■ TASK OBJECTIVE ■
Work out the count of lines in the entries below that include "small", and write only that count.

■ SUPPLIED RECORDS ■

PR #389, opened 2025-09-30
Add check_reasonable_zip

chromy:
One of the main things we do is parse ZIPs and evaluate their contents.
This (and more generally parsing untrusted input) is the major attack
surface for launchpad. There are a couple well known avenues for
malicious zips:
1. ZIP bombs, where a small ZIP expands to many TB/PB when unzipped
   using fancy aliasing tricks.
2. Abusing absolute and relative paths to overwrite files the unzipper
   did not intend.
3. Being very large / having many files when expanded.

- 1 and 2 are mitigated by Python
- 2 was is also prevented by additional code in ZipProvider
- 3 is resolved by this PR which adds limits on the number of files
   (100,000) and maximum unzipped size (10GB).

These limits have to be quite large (since people will mostly want to
use launchpad on large apps) but should be small enough to avoid people
taking down the whole consumer by uploading a carefully constructed
file.

See also: https://www.bamsoftware.com/hacks/zipbomb/

Resolves: EME-381

### DIFF
--- a/src/launchpad/artifacts/providers/zip_provider.py
+++ b/src/launchpad/artifacts/providers/zip_provider.py
@@ -8,6 +8,65 @@ from launchpad.utils.logging import get_logger
 
 logger = get_logger(__name__)
 
+DEFAULT_MAX_FILE_COUNT = 100000
+DEFAULT_MAX_UNCOMPRESSED_SIZE = 10 * 1024 * 1024 * 1024
+
+
+class UnreasonableZipError(ValueError):
+    """Raised when a zip file exceeds reasonable limits."""
+
+    pass
+
+
+class UnsafePathError(ValueError):
+    """Raised when a zip file contains unsafe path entries that could lead to path traversal attacks."""
+
+    pass
+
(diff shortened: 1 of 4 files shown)


src/launchpad/artifacts/providers/zip_provider.py
```diff
@@ -8,6 +8,59 @@
 
 logger = get_logger(__name__)
 
+DEFAULT_MAX_FILE_COUNT = 100000
+DEFAULT_MAX_UNCOMPRESSED_SIZE = 10 * 1024 * 1024 * 1024
+
+
+class UnreasonableZipError(ValueError):
```
trevor-e, line 15: nit: Maybe the traversal logic should have its own error subclass as well?

trevor-e (approved):

src/launchpad/artifacts/providers/zip_provider.py
chromy: done, thanks!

■ RESULT FOR THIS EXERCISE ■
2